The projection of a point is found by shooting a ray from the camera origin to the point, then finding where the ray intersects the image plane. Figuring this out is pretty easy; if we assume that the image plane sits at $z=1$ in front of the camera, then given a vertex $(x, y, z)$ in camera space, it must project to the pixel corresponding to $(\frac{x}{z}, \frac{y}{z}, 1)$ in screen spaceI am calling all points in 3D with $z=1$ as screen space. by similar triangles.

Filling in a pixel inside the triangle is trickier. Before we consider pixels, let's first consider points on the triangle in world space. We can express a point $\mathbf{x}$ inside of a triangle as a unique convex combination of the triangle's 3 vertices $\mathbf{a}, \mathbf{b}, \mathbf{c}$ using barycentric coordinates: 3 numbers $\lambda_A, \lambda_B, \lambda_C$ where $\lambda_A + \lambda_B + \lambda_C = 1$ such that $$ \mathbf{x} = \lambda_A \mathbf{a} + \lambda_B \mathbf{b} + \lambda_C \mathbf{c} $$ If we know the barycentric coordinates for $\mathbf{x}$, we can calculate what color $\mathbf{I}$ it is by interpolating the colors of the triangle vertices with the barycentric coordinates: $$ \mathbf{I} = \lambda_A \mathbf{I}_A + \lambda_B \mathbf{I}_B + \lambda_C \mathbf{I}_C $$

We can use the matrix form of the above equation to compute the barycentric coordinates of an arbitrary world space $\mathbf{x}$ with respect to a triangle $\mathbf{a}, \mathbf{b}, \mathbf{c}$: $$ \mathbf{x} = \begin{bmatrix} \vert & \vert & \vert \\ \mathbf{a} & \mathbf{b} & \mathbf{c} \\ \vert & \vert & \vert \end{bmatrix} \begin{bmatrix} \lambda_A \\ \lambda_B \\ \lambda_C \end{bmatrix} $$ $$ \begin{bmatrix} \lambda_A \\ \lambda_B \\ \lambda_C \end{bmatrix} = \begin{bmatrix} \vert & \vert & \vert \\ \mathbf{a} & \mathbf{b} & \mathbf{c} \\ \vert & \vert & \vert \end{bmatrix}^{-1} \mathbf{x} $$

We can invert the matrix as long as the triangle is non-degenerate (e.g. it has nonzero area when projected). Also, another nice property of barycentrics is that $\mathbf{x}$ is inside the triangle if and only if $0 \leq \lambda_A, \lambda_B, \lambda_C \leq 1$, since a triangle is the convex set of its points.
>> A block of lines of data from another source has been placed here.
Issue #7720, opened 2020-06-18
Synapse can't connect to an IPv6-only mail server via hostname


sandhose:
### Description

Synapse only does IPv4 address resolution for the `email.smtp_host` when sending email.
This might be (arguably) an issue on Twisted side though.

Internally, our SMTP server is accessible only with IPv6 (because dual-stack services is not a thing in Kubernetes right now) ; while we could probably work around, I think it's still a bug worth fixing, because IPv6-only environments/clouds are getting more and more traction.

### Steps to reproduce

- have a SMTP host with only an IPv6 (`AAAA`) entry
- configure it as the `email.smtp_host` on Synapse
- try to send an email

Here is the error we got from Sentry:
```
DNSLookupError: DNS lookup failed: postfix.mail.svc.cluster.local.
  File "synapse/handlers/identity.py", line 350, in send_threepid_validation
    await send_email_func(email_address, token, client_secret, session_id)
  File "synapse/push/mailer.py", line 207, in send_add_threepid_mail
    template_vars,
  File "synapse/push/mailer.py", line 323, in send_email
    requireTransportSecurity=self.hs.config.require_transport_security,
```

### Additional informations

I figured that Synapse was only doing `A` resolution by capturing on the container net interface. I wondered why this was the case for SMTP but not in other parts like the federation HTTP client.

It seems that it is because Synapse uses [`twisted.mail.smtp.sendmail`](https://github.com/twisted/twisted/blob/4f49872fe7623eb755d01441a0e5299f6f2363ff/src/twisted/mail/smtp.py#L2093-L2095) to send emails without doing explicit DNS resolution first, and `sendmail` directly does a `reactor.connectTcp` which chooses the address type (IPv4 or IPv6) [based on the host](https://github.com/twisted/twisted/blob/4f49872fe7623eb755d01441a0e5299f6f2363ff/src/twisted/internet/tcp.py#L1538). Because the host supplied to `sendmail` is a hostname and not an IP, Twisted considers it is an IPv4, not an IPv6.

I'm not sure if that should be fixed on Synapse or Twisted side.

### Version information

- **Homeserver**: not matrix.org
- **Version**: 1.15.1
- **Install method**: Kubernetes/docker image
- **Platform**: Containers on bare-metal

cc @ludovicm67, my colleague who found this issue

clokep:
> I'm not sure if that should be fixed on Synapse or Twisted side.

[...]

Issue #7695, opened 2020-06-14
v1.15 upgrade broken ipv6 replication config (ipv6 literals)


grinapo:
### Description
v1.13.x workers config broken after v1.15.0 upgrade. Server dies in mysterious ways.

```
2020-06-14 23:49:11,767 - synapse.http.client - 283 - INFO - replication-POSITION-27- Sending request GET http://::1:None/_synapse/replication/get_repl_stream_updates/federation/XSBWfTbBUR?from_token=0&upto_token=2
2020-06-14 23:49:11,767 - synapse.http.client - 330 - INFO - replication-POSITION-27- Error sending request to  GET http://::1:None/_synapse/replication/get_repl_stream_updates/federation/XSBWfTbBUR?from_token=0&upto_token=2: URLParseError expected integer for port, not ':1:None'
2020-06-14 23:49:11,768 - synapse.metrics.background_process_metrics - 215 - ERROR - replication-POSITION-27- Background process 'replication-POSITION' threw an exception
Traceback (most recent call last):
  File "/usr/lib/python3/dist-packages/hyperlink/_url.py", line 993, in from_text
    port = int(port)
ValueError: invalid literal for int() with base 10: ':1:None'

During handling of the above exception, another exception occurred:

Traceback (most recent call last):
  File "/usr/lib/python3/dist-packages/synapse/metrics/background_process_metrics.py", line 213, in run
    return (yield result)
hyperlink._url.URLParseError: expected integer for port, not ':1:None'
```

So far it has been working as:
```
worker_app: synapse.app.synchrotron
worker_replication_host: '::1'
worker_replication_port: 9092
```

Apart from it may have require `worker_replication_http_port` now (not sure though) the `…_host` is completely broken. I can try various valid combos without success, like

```
worker_replication_host: '[::1]'
```

but then it stupidly tries to interpret it as a hostname. I did not find a working solution, so I had to downgrade all connections to ipv4.

### Steps to reproduce
- use ipv6 literals in replication
- nothing works 

### Version information
- **Homeserver**: grin.hu
- **Version**: 1.15.0
- **Install method**: Debian (non NV)
- **Platform**: debian/buster

clokep:
Thanks for the bug report! I was able to reproduce this in sytest by running in worker mode with a command like:

```bash
[...]

Issue #6644, opened 2020-01-06
IPv6 seems unsupported for metrics-listener


cherti:
### Description

metrics-listener makes synapse crash when assigned an IPv6-bind_address

### Steps to reproduce

Add
```
listeners:
  - type: metrics
    port: 19000
    bind_addresses:
      - '127.0.0.1'
```
to the `/etc/matrix-synapse/homeserver.yaml` and everything works, change it to either
```
listeners:
  - type: metrics
    port: 19000
    bind_addresses:
      - '::1'
```
or
```
listeners:
  - type: metrics
    port: 19000
    bind_addresses:
      - '127.0.0.1'
      - '::1'
```
and synapse will not start anymore, instead yielding the following traceback:

```
twisted: [] Traceback (most recent call last):
twisted: []   File "/usr/lib/python3/dist-packages/synapse/app/_base.py", line 271, in start
twisted: []     hs.start_listening(listeners)
twisted: []   File "/usr/lib/python3/dist-packages/synapse/app/homeserver.py", line 293, in start_listening
twisted: []     _base.listen_metrics(listener["bind_addresses"], listener["port"])
twisted: []   File "/usr/lib/python3/dist-packages/synapse/app/_base.py", line 160, in listen_metrics
twisted: []     start_http_server(port, addr=host, registry=RegistryProxy)
twisted: []   File "/usr/lib/python3/dist-packages/synapse/metrics/_exposition.py", line 242, in start_http_server
twisted: []     httpd = _ThreadingSimpleServer((addr, port), CustomMetricsHandler)
twisted: []   File "/usr/lib/python3.7/socketserver.py", line 452, in __init__
twisted: []     self.server_bind()
twisted: []   File "/usr/lib/python3.7/http/server.py", line 137, in server_bind
twisted: []     socketserver.TCPServer.server_bind(self)
twisted: []   File "/usr/lib/python3.7/socketserver.py", line 466, in server_bind
twisted: []     self.socket.bind(self.server_address)
twisted: [] socket.gaierror: [Errno -9] Address family for hostname not supported
twisted: [] Unhandled error in Deferred:
twisted: [] 
Traceback (most recent call last):
  File "/usr/lib/python3/dist-packages/synapse/app/_base.py", line 271, in start
    hs.start_listening(listeners)
  File "/usr/lib/python3/dist-packages/synapse/app/homeserver.py", line 293, in start_listening
    _base.listen_metrics(listener["bind_addresses"], listener["port"])
[...]

PR #11508, opened 2021-12-05
Tests for IPv6 bugs / redis replication over IPv6

evilham:
This will help close some long-standing issues:
("X" means we are adding a test for it)
[ ] AS            https://github.com/matrix-org/synapse/issues/4092
[ ] metrics EP    https://github.com/matrix-org/synapse/issues/6644
[X] replication   https://github.com/matrix-org/synapse/issues/7695
[X] smtp          https://github.com/matrix-org/synapse/issues/7720
[X] redis         https://github.com/matrix-org/synapse/issues/10694

In order to run these IPv6-related tests, the test suite must run with:
env SYNAPSE_POSTGRES=YES DEBUG_IPv6=YES trial tests

Sponsored by: ungleich.ch
Signed-off-by: @telmich Nico Schottelius <foss@ungleich.ch>

### DIFF
--- a/changelog.d/16016.doc
+++ b/changelog.d/16016.doc
@@ -1,0 +1,2 @@
+Clarify comment on the keys/upload over replication enpoint.
+
--- a/synapse/replication/http/devices.py
+++ b/synapse/replication/http/devices.py
@@ -107,8 +107,7 @@ class ReplicationUploadKeysForUserRestServlet(ReplicationEndpoint):
     Calls to e2e_keys_handler.upload_keys_for_user(user_id, device_id, keys) on
     the main process to accomplish this.
 
-    Defined in https://spec.matrix.org/v1.4/client-server-api/#post_matrixclientv3keysupload
-    Request format(borrowed and expanded from KeyUploadServlet):
+    Request format for this endpoint (borrowed and expanded from KeyUploadServlet):
 
         POST /_synapse/replication/upload_keys_for_user
 
@@ -117,6 +116,7 @@ class ReplicationUploadKeysForUserRestServlet(ReplicationEndpoint):
         "device_id": "<device_id>",
         "keys": {
             ....this part can be found in KeyUploadServlet in rest/client/keys.py....
+            or as defined in https://spec.matrix.org/v1.4/client-server-api/#post_matrixclientv3keysupload
         }
     }
 


richvdh (commented):
I appreciate the effort, but I don't really see the value of adding tests which are disabled by default. They'll just bitrot until they get removed again (see https://github.com/matrix-org/synapse/pull/11495/files#diff-cda5424a49ddae4fe5181900d1b607a9daf5c9afa539ed1fdb01622de069e499L198 for a recent example).

evilham:
Hey @richvdh, thanks for taking a look.

Maybe I should have elaborated a tad more:
the motivation with @telmich to start with these tests is that they provide a very simple path to check that these known bugs are solved without breaking Synapse's pipeline, and a simpler way to fix the issue with replication workers (the main motivation for this), since that is indeed more involved than it looks like at first.
Note that the tests are not really new, they re-use the code from existing tests, just with different fake DNS entries and changes in `tests/server.py` mean that this whole class of issues will be caught in the future, so that is also a win.

Indeed, I'd recommend that @xfk abandons and re-opens https://github.com/matrix-org/synapse/pull/10717#discussion_r699626644 with just the fix for the SMTP bug and enabling the corresponding test by default, that way we both check that the bug is fixed and that regressions do not happen.
If they do not in a reasonable time, since the original fix was somewhat simple and already signed-off, I'd see that this happens.

Also based on your comment on https://github.com/matrix-org/synapse/pull/10717#discussion_r699626644 I started re-working the replication bits, which is the most complex of these bugs, and will need to ask a couple questions to finish that.

richvdh:
Yes, having the tests is very useful, and your efforts in contributing them are very much appreciated. It's just that from a practical point of view I'd much rather we combine the fix and the tests into the same PR - so for example let's have a PR which fixes #7720 and lands the new test.

Perhaps we can mark this PR as a draft for now so that people can use it as inspiration for writing those PRs?

evilham:
OK, let's redirect this PR into fixing #10694 (and #7695 as a particular case), if in the meantime @xfk wants to open a PR with the fix for #7720 and the corresponding (passing and always enabled) test from this PR, that'd be great.

Based on previous discussion and particularly this comment https://github.com/matrix-org/synapse/pull/10717#discussion_r699626644, I've been looking into refactoring the communication with Redis using a `ClientService`, which proves more challenging than I first expected.

Here are some things I've noticed, please correct if any of these is wrong since understanding this right is quite important:

- Redis is only ever used through `synapse.server.HomeServer.get_outbound_redis_connection` and `RedisDirectTcpReplicationClientFactory`
- The `outbound_redis_connection` is used in the `synapse.replication.tcp.external_cache.ExternalCache` which is using the `RedisProtocol` directly.
- This `ExternalCache` is used in `synapse.federation.sender.FederationSender` in a subscription, read-only fashion, but it is used in a write-fashion by `synapse.handlers/message.EventCreationHandler`. This is a tad unexpected and confusing.
- It is also used by the `synapse.replication.tcp.handler.ReplicationCommandHandler`, passing it to `synapse.replication.tcp.redis.RedisDirectTcpReplicationClientFactory`.
- `RedisDirectTcpReplicationClientFactory` creates its own connection to Redis and it is used in tandem with the `outbound_redis_connection`, it uses the `outbound_redis_connection` in a write-fashion to send commands and the associated connection is used in a subscription, read-only fashion.

Now, the doubts:
- `synapse.replication.tcp.redis.lazyConnection` (used for the `outbound_redis_connection`) claims to return a `RedisProtocol`, but it realy returns a `txredisapi.ConnectionHandler` (see: https://github.com/matrix-org/synapse/blob/2f053f3f82ca174cc1c858c75afffae51af8ce0d/synapse/replication/tcp/redis.py#L383). Which.... yes and no, it wraps the behaviour of a `RedisProtocol`, but it is doing some magic regarding connection pools. I don't think this should happen.
- There is a periodic [ping](https://github.com/matrix-org/synapse/blob/2f053f3f82ca174cc1c858c75afffae51af8ce0d/synapse/replication/tcp/redis.py#L230) that claims to keep the connection alive, I wonder if this would be needed if we switch to `ClientService`, how exactly did `txredisapi` "stop"? From my understanding of Twisted, the instance of the `RedisProtocol` should be treated as something that is bound to change, so if the connection is lost, you should get another one, with the proper factories and all that, it should be ready to use. Maybe the fact that `txredisapi` is exposing weird objects like the `ConnectionHandler` lead to treating it as something semi-persistent and to these issues?

My overall plan to make this happen is:
- Stay away from `txredisapi.ConnectionHandler` and `txredisapi.RedisFactory`, they are trying to do way too much and are inflexible.
- Create our own `SimpleRedisFactory` (which might be upstreamed to `txredisapi` in the future, but in the meantime should live in synapse as well due to packaging) which does none of the reconnection and pool magic.
- Use this `SimpleRedisFactory` with a `RedisClientService` to have free connections with exponential backoff and reset of the timers.
- Never pass the `RedisProtocol` from `synapse.server.HomeServer` (or ever), but instead the `RedisClientService` which should have ways of letting users of the service know when the connection is lost / recovered.
- `RedisDirectTcpReplicationClientFactory` should use two such `RedisClientService` objects, the one passed by the `HomeServer` and its own connection service.

Does this sound OK? am I missing something?

richvdh:
> - Redis is only ever used through `synapse.server.HomeServer.get_outbound_redis_connection` and `RedisDirectTcpReplicationClientFactory`
> - The `outbound_redis_connection` is used in the `synapse.replication.tcp.external_cache.ExternalCache` which is using the `RedisProtocol` directly.
> - This `ExternalCache` is used in `synapse.federation.sender.FederationSender` in a subscription, read-only fashion, but it is used in a write-fashion by `synapse.handlers/message.EventCreationHandler`. This is a tad unexpected and confusing.
> - It [`outbound_redis_connection`] is also used by the `synapse.replication.tcp.handler.ReplicationCommandHandler`, passing it to `synapse.replication.tcp.redis.RedisDirectTcpReplicationClientFactory`.
> - `RedisDirectTcpReplicationClientFactory` creates its own connection to Redis and it is used in tandem with the `outbound_redis_connection`, it uses the `outbound_redis_connection` in a write-fashion to send commands and the associated connection is used in a subscription, read-only fashion.

This is all correct.

> This [use of `ExternalCache`] is a tad unexpected and confusing.

I don't think you need to worry too much about how `ExternalCache` works: for our purposes it's just a class which needs access to a redis connection where it can send commands and receive the replies. But I'm not sure which part is unexpected: the fact that `EventCreationHandler` writes to the cache? What would be the use of a cache which is never populated?


> Now, the doubts:
> - `synapse.replication.tcp.redis.lazyConnection` (used for the `outbound_redis_connection`) claims to return a `RedisProtocol`, but it realy returns a `txredisapi.ConnectionHandler`. Which.... yes and no, it wraps the behaviour of a `RedisProtocol`, but it is doing some magic regarding connection pools. I don't think this should happen.

Maybe. It would certainly be nice if there were a type definition for the interface exposed by `RedisProtocol`, so that `lazyConnection` can say "here is a thing which behaves the same as a `RedisProtocol`, but isn't one". But `txredisapi` doesn't define such a class.

> - There is a periodic [ping](https://github.com/matrix-org/synapse/blob/2f053f3f82ca174cc1c858c75afffae51af8ce0d/synapse/replication/tcp/redis.py#L230) that claims to keep the connection alive,

Did you link to the right line here? That's nothing to do with pings, but rather about whether `txredisapi.RedisFactory` reconnects after a connection failure. But I think it is specific to `RedisFactory` and not required for `ClientService`.

> My overall plan to make this happen is:
> - Stay away from `txredisapi.ConnectionHandler` and `txredisapi.RedisFactory`, they are trying to do way too much and are inflexible.

+1

> - Create our own `SimpleRedisFactory` (which might be upstreamed to `txredisapi` in the future, but in the meantime should live in synapse as well due to packaging) which does none of the reconnection and pool magic.

You may find that a factory created with [`Factory.forProtocol`](https://twistedmatrix.com/documents/current/api/twisted.internet.protocol.Factory.html#forProtocol) is sufficent here.

> - Use this `SimpleRedisFactory` with a `RedisClientService` to have free connections with exponential backoff and reset of the timers.

Are you intending to make `RedisClientService` a derived class of `ClientService`? I would avoid doing so - either wrap the `ClientService` *inside* another class, or just pass the `ClientService` around.

> - Never pass the `RedisProtocol` from `synapse.server.HomeServer` (or ever), but instead the `RedisClientService` which should have ways of letting users of the service know when the connection is lost / recovered.

I'm not sure if you actually need to know that? Could you just call `ClientService.whenConnected` to get the current connection?

> - `RedisDirectTcpReplicationClientFactory` should use two such `RedisClientService` objects, the one passed by the `HomeServer` and its own connection service.
>
> Does this sound OK? am I missing something?

I think it sounds about right. To be honest, I'm struggling to figure out how it all fits together when looking at it in the abstract.

richvdh:
@evilham: are you still interested in working on this?

evilham:
Yep, I want to get this fixed and it's on my TODO, but things have gotten in the way >,<. Will try to re-prioritise, thanks for the ping!

clokep:
This has a bunch of conflicts that need to be solved; I wonder if a more reasonable way to handle this would be to:

* Close this PR;
* Take the tests for each item you've listed above (e.g. SMTP) and open a new PR with just those tests;
* Fix support for whatever that item tests in the same PR;
* Review it!

Hopefully this is pretty doable and folks can crib off this.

In Python code (because my differentiable renderer is in Python), rasterizing a single triangle might look something like:

            
def is_inside(screen_space_pt, ss_vertices_T_inv):
    """
    screen_space_pt - Array of length 3 representing a point in screen space
    ss_vertices_T_inv - 3x3 matrix of floats giving the inverse of the matrix 
                      whose columns are the screen-space coordinates of the 
                      triangle vertices
    Input may also be in pixel space, which is the same as screen space 
    up to a multiplicative factor
    """
    ss_barycentric = np.matmul(ss_vertices_T_inv, screen_space_pt)
    return np.all(ss_barycentric >= 0)

def rasterize_triangle(vertices, vertex_colors, out_pixels):
    """
    vertices - 3x3 array of floats where vertices[i] gives camera-space 
               coordinates of the ith triangle vertex
    vertex_colors - 3x3 array of floats where vertex_colors[i] gives the 
               RGB colors of the ith triangle vertex
    """
    one_over_z = np.array([1/vertex[2] for vertex in vertices])
    ss_vertices = vertices * one_over_z
    px_vertices_T = (out_pixels.shape[:2] * ss_vertices[:, :2]).T
    px_vertices_T_inv = np.linalg.inv(
        np.concatenate((px_vertices_T, np.array([[1, 1, 1]])), axis=0))
    xmin, xmax, ymin, ymax = compute_bbox(px_vertices_T)
    for y in range(ymin, ymax):
        if y<0 or y>=out_pixels.shape[1]:
            continue
        for x in range(xmin, xmax):
            if x<0 or x>=out_pixels.shape[0]:
                continue
            px_pt = np.array([x + 0.5, y + 0.5, 1])
            if is_inside(px_pt, px_vertices_T_inv):
                barycentric = compute_barycentric(""" TODO """)
                out_pixels[x, y] = barycentric.dot(vertex_colors)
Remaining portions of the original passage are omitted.